YouVersion Logo
Search Icon

Matteüs 25

25
Het verhaal van de tien bruidsmeisjes
1 Jezus zei: "Je kan het Koninkrijk van God ook vergelijken met tien bruidsmeisjes die met hun olielampen op weg gingen om de bruidegom op te wachten. 2Vijf meisjes waren dwaas en vijf meisjes waren verstandig. 3Want de dwaze meisjes namen wel hun olielampen mee, maar geen olie. 4Maar de verstandige meisjes namen behalve hun olielamp ook een kruikje olie mee.#Als je een olielamp meenam, nam je een lege lamp mee en de olie deed je in een flesje. Anders ging de lamp lekken. Vijf van de meisjes zijn dwaas omdat ze wel een lamp meenemen, maar geen olie! De lont van een lamp zonder olie brandt wel heel even, maar bij gebrek aan olie gaat hij ook gelijk weer uit. Ze hebben zich dus niet echt voorbereid op de bruiloft. Want wat zij doen is zinloos. 5Het duurde lang voordat de bruidegom kwam. Daardoor werden ze moe en ze vielen in slaap. 6Maar midden in de nacht werd er geroepen: 'Kijk, daar komt de bruidegom! Kom mee, hem tegemoet!' 7De meisjes stonden haastig op en staken hun lampen aan. 8Toen zeiden de dwaze meisjes tegen de verstandige meisjes: 'Geef ons een beetje van jullie olie, want onze lampen gaan uit.' 9Maar de verstandige meisjes zeiden: 'Nee, want dan hebben we geen van allen genoeg. Gaan jullie maar naar de winkel om olie te kopen.' 10Maar terwijl de dwaze meisjes olie gingen kopen, kwam de bruidegom. En de meisjes die klaar stonden, gingen met hem mee naar binnen, de feestzaal in. Toen ging de deur dicht. 11Later kwamen ook de andere meisjes en riepen: 'Heer, heer, laat ons er in!' 12Maar hij antwoordde: 'Luister: ik ken jullie niet.'
13Let dus goed op. Want jullie weten niet op welke dag en op welk moment de Mensenzoon komt."

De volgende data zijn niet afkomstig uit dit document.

Issue #1366, opened 2020-05-15
On team calendar, icon for holidays missing


VojislavKovacevic:
On team calendar, icon for holidays missing
in example 1.,2. and 7. January are missing icon
![teamCalendarHolidaysmissing2020-05-15 13_08_34-Hawaii execom](https://user-images.githubusercontent.com/63228397/82044432-a336af00-96ad-11ea-94aa-240bc03d5138.png)

PR #1382, opened 2020-06-02
f-fix/gh-1366-on-team-calendar-icon-for-holidays-missing

popovicbojan:
Resolves: #1366


src/main/frontend/src/pages/team-calendar/components/styled.js
```diff
@@ -249,3 +249,24 @@ export const ViewIcon = styled(({ isSelected, ...rest }) => (
     }
   }
 `;
+
+export const HolidayIconContainer = styled.div`
+  float: right;
```
aberonja, line 254: Lets not use float if we use flex. Try to do it without it.

aberonja: \n

src/main/frontend/src/pages/team-calendar/components/styled.js
```diff
@@ -249,3 +249,24 @@ export const ViewIcon = styled(({ isSelected, ...rest }) => (
...
+  @media (max-width: 767px) {
+    position: relative;
+    left: 17px;
+    bottom: 30px;
+    float: none;
```
aberonja, line 259: Same here.

src/main/frontend/src/pages/team-calendar/components/styled.js
```diff
@@ -249,3 +249,24 @@ export const ViewIcon = styled(({ isSelected, ...rest }) => (
...
+
+export const DayNumberContainer = styled.div`
+  display: inline-block;
+  padding: 4px 8px;
+  z-index: 1;
+`;
+
+export const CalendarViewImage = styled.img`
+  width: 20px;
+  margin-right: 1px;
```
aberonja, line 271: This is a bit odd, why do we have this?

popovicbojan: This is styled image for holiday icon in Team Calendar tab calendar view. I think it looks a little bit nicer with margin 1px than without it. :)
image

Issue #1393, opened 2020-06-04
Alert admins if system becomes slow and unresponsive 


popovicbojan:
Alerts should occur if:

- Invocation of endpoint produces error multiple times
- Response time of endpoint is higher than 1 second multiple times
- System and JVM CPU usage is higher than 80% over a period of time (configurable)
- Memory usage is higher than some threshold (configurable) over a period of time (configurable)

VojislavKovacevic:
When the response time of endpoint is higher than 1 second multiple times, warning mail is not dispatched to super admin.

In case of high usage of system resources and multiple errors, warning system work as expected.

PR #1405, opened 2020-06-09
b-enhancement/gh-1393-alert-admins-if-system-becomes-slow-and-unresponsive

popovicbojan:
Resolves: #1393


src/main/java/eu/execom/hawaii/service/HttpEndpointMetricsService.java
```diff
@@ -60,4 +77,26 @@ public HttpEndpointMetrics getHttpEndpointMetricIfExists(HttpEndpointMetrics htt
...
+  public void checkIfHttpEndpointAlarmNeedsToBeTriggered(HttpEndpointMetrics httpEndpointMetrics) {
+    LocalDateTime lastFailAlarmTimestamp = httpEndpointMetrics.getLastFailAlarmTimestamp();
+    if (lastFailAlarmTimestamp != null) {
+      LocalDateTime currentTimestamp = LocalDateTime.now();
+      long minutesSinceLastAlarm = ChronoUnit.MINUTES.between(lastFailAlarmTimestamp, currentTimestamp);
+      if (minutesSinceLastAlarm < snoozeTime) {
+        return;
+      }
+    }
+    boolean isExceptionRaised = !NO_EXCEPTION.equals(httpEndpointMetrics.getException());
```
stanislavgrujic, line 95: This should be a method in `HttpEndpointMetrics#isExceptionRaised()`. Doing it this way (with external check) you are putting outside logic which you might need in another place as well, and also it is internal logic to *know* what does *None* value mean for field `exception` (basically, you are breaking encapsulation).

src/main/java/eu/execom/hawaii/model/metric/HttpEndpointMetrics.java
```diff
@@ -25,4 +29,10 @@
 
   @NotNull
   private double maxResponseTime;
+
+  private LocalDateTime lastFailAlarmTimestamp;
+
+  public boolean isExceptionRaised() {
+    return !NO_EXCEPTION.equals(this.getException());
```
stanislavgrujic, line 36: No need to call `getExceptio()` - you should just use `this.exception`;

Issue #1406, opened 2020-06-09
Super admin removed


VojislavKovacevic:
Super admin status is conditioned by the HR_MANAGER role. If the Hr_manager role is removed for super admin, his status as super admin will be removed. Another HR manager is able to change super admin role via tab administration->employees

Status of super admin should be independent of the HR manager role or change of super admin role should be prevented.

VojislavKovacevic:
If app is restarted super admin status is reassigned

PR #1409, opened 2020-06-09
b-fix/gh-1406-super-admin-removed

popovicbojan:
Resolves: #1406 
The problem occurred when Hr Manager updated super admin from the Administration tab.  `UserDto `with updated information didn't contain `userAdminPermission `attribute so after update super admin permission level was set to the default value `NONE`. Because of that I changed `update` method in `UserService` so that it doesn't change `userAdminPermission` while updating other information. UserAdminPermission level can only be changed from `updateAdmin` method.


src/main/java/eu/execom/hawaii/service/UserService.java
```diff
@@ -388,6 +355,39 @@ private void validateAdminPermissionIsRevokedBySuperAdmin(User oldUser, User upd
     }
   }
 
+  private void validateAdminPermissionIsNotSuper(User oldUser, User updatedUser) {
```
stanislavgrujic, line 358: I think better naming would be `validateSuperAdminRoleChange`

src/main/java/eu/execom/hawaii/service/UserService.java
```diff
@@ -388,6 +355,39 @@ private void validateAdminPermissionIsRevokedBySuperAdmin(User oldUser, User upd
...
+    boolean isOldPermissionSuperAdmin = UserAdminPermission.SUPER.equals(oldUser.getUserAdminPermission());
+    boolean isNewPermissionSuperAdmin = UserAdminPermission.SUPER.equals(updatedUser.getUserAdminPermission());
+    if (isOldPermissionSuperAdmin && !isNewPermissionSuperAdmin) {
+      throw new ActionNotAllowedException("Super admin role can't be revoked.");
+    }
+    if (isNewPermissionSuperAdmin && !isOldPermissionSuperAdmin) {
+      throw new ActionNotAllowedException("Super admin can't be added.");
+    }
```
stanislavgrujic, line 366: You can simplify this code:
```
if (isOldPermissionSuperAdmin != isNewPermissionSuperAdmin) {
  throw new ActionNotAllowedException("Super admin role cannot be assigned or revoked.");
}
```

Issue #1394, opened 2020-06-05
Enable sorting of export data 


VojislavKovacevic:
Enable sorting of export data 

1. Users should have the ability to export request data sorted by user name/mail, team, status, date, or combination of them.
If combined data should be sorted in order 1.Name/mail 2.date 3. status
If export per team is selected, sorting by team may be disabled.

2. Users should have the ability to export user data sorted by the name, team, status if all employee export is selected. and name and status if data is exported per team.

PR #1421, opened 2020-06-15
feature/gh-1394-enable-sorting-of-export-data

popovicbojan:
Resolves: #1394


src/main/java/eu/execom/hawaii/service/DataExportService.java
```diff
@@ -122,22 +133,92 @@ private String assignDateRange(LocalDate startDate, LocalDate endDate) {
...
+    String defaultProperty = DEFAULT_SORT_PROPERTIES.get(exportType);
+    return Sort.by(new Sort.Order(defaultDirection, defaultProperty));
+  }
+
+  /**
+   * Throws exception if number of sort properties exceeds maximum allowed.
+   *
+   * @param propertiesLength number of properties for multiple sorting.
+   */
+  private void throwExceptionIfNumberOfSortPropertiesExceeded(int propertiesLength) {
```
stanislavgrujic, line 183: Please rename this method to `validateNumberOfSortProperties`.

src/main/java/eu/execom/hawaii/service/DataExportService.java
```diff
@@ -122,22 +133,92 @@ private String assignDateRange(LocalDate startDate, LocalDate endDate) {
...
+    if (propertiesLength > MAX_SORT_PROPERTIES) {
+      String message = String.format(EXCEEDED_NUMBER_OF_PROPERTIES_MASSAGE, MAX_SORT_PROPERTIES);
+      log.error(message);
```
stanislavgrujic, line 186: Exception should be logged so you can skip this line.

src/main/java/eu/execom/hawaii/service/DataExportService.java
```diff
@@ -122,22 +133,92 @@ private String assignDateRange(LocalDate startDate, LocalDate endDate) {
...
+
+  /**
+   * Checks if sort direction is set for each property. If not default direction ASC will be set.
+   *
+   * @param propertiesLength number of sort properties.
+   * @param directions list of set directions.
+   */
+  private void checkIfSortDirectionIsSetForEveryProperty(int propertiesLength, List<Sort.Direction> directions) {
+    int directionsLength = directions.size();
+    if (propertiesLength > directionsLength) {
```
stanislavgrujic, line 199: Can't you skip the `if` check and just loop and add missing `Sort.Direction`s?

popovicbojan: Yes, you are right, `if` check is unnecessary.

src/main/frontend/src/pages/data-export/DataExport.js
```diff
@@ -18,16 +18,25 @@ import DrawerCalendarInput, {
...
   ALLOWANCES_REPORT,
-  LEAVE_PROFILES_REPORT
+  LEAVE_PROFILES_REPORT,
+  ASC,
+  DESC
 } from '@/helpers/enum';
 
 class DataExport extends Component {
+  state = {
+    directions: [DESC, ASC, ASC]
```
aberonja, line 37: Why do we have ASC twice?

popovicbojan: We are sorting data by three properties defined by the name of the property and sort direction. Initial sort direction values are `desc, asc, asc`.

Het verhaal van de dienaren met het geld
14 Jezus zei: "Het is hetzelfde als met een man die naar het buitenland vertrok. Voordat hij ging, riep hij zijn dienaren bij zich. Hij gaf hun een bedrag waarmee ze voor hem zaken moesten doen. 15Eén dienaar gaf hij 1200 goudstukken, een andere 500 goudstukken en een derde 250 goudstukken. Hij gaf ieder de hoeveelheid geld waarvan hij wist dat die dienaar daar goed mee zou kunnen omgaan. Daarna ging hij op reis.
16De man die 1200 goudstukken had gekregen, ging onmiddellijk op weg om zaken te doen. Hij verdiende er 1200 goudstukken bij. 17De man met de 500 goudstukken verdiende er 500 bij. 18Maar de man die 250 goudstukken had gekregen, groef een gat in de grond en stopte er het geld van zijn heer in.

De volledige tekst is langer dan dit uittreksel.